__Material for this task__
[Start of Attachment]
Issue #3732, opened 2024-04-08
crash on AI turn


Povelitelh3:
It seems that this happens when the heroes exchange something with each other. Blue bot.
[VCMI_Client_log.txt](https://github.com/vcmi/vcmi/files/14907423/VCMI_Client_log.txt)
save and dump: https://drive.google.com/file/d/1lmBKc84-Y0P2-Z03t6Nhw7ptw3ToROYi/view?usp=drive_link
1.5.0.0a80c6c27bfa3ede04b5d15cc1878eac2bbc8ae5

> [2024-Apr-08 18:11:43.209617] DEBUG [AIGateway::makeTurn] ai - Moving hero Сэр Мюллич to tile (41 78 1)
> [2024-Apr-08 18:11:43.250617] DEBUG [runNetwork] ai - Adding query 31 - Teleport dialog query with 3 exits. Total queries count: 1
[End of Attachment]
__Assignment__
Return, without any change, the lines from the one holding "It seems that" through the end of the listing, and only those.

__Solution for this problem__
It seems that this happens when the heroes exchange something with each other. Blue bot.
[VCMI_Client_log.txt](https://github.com/vcmi/vcmi/files/14907423/VCMI_Client_log.txt)
save and dump: https://drive.google.com/file/d/1lmBKc84-Y0P2-Z03t6Nhw7ptw3ToROYi/view?usp=drive_link
1.5.0.0a80c6c27bfa3ede04b5d15cc1878eac2bbc8ae5

> [2024-Apr-08 18:11:43.209617] DEBUG [AIGateway::makeTurn] ai - Moving hero Сэр Мюллич to tile (41 78 1)
> [2024-Apr-08 18:11:43.250617] DEBUG [runNetwork] ai - Adding query 31 - Teleport dialog query with 3 exits. Total queries count: 1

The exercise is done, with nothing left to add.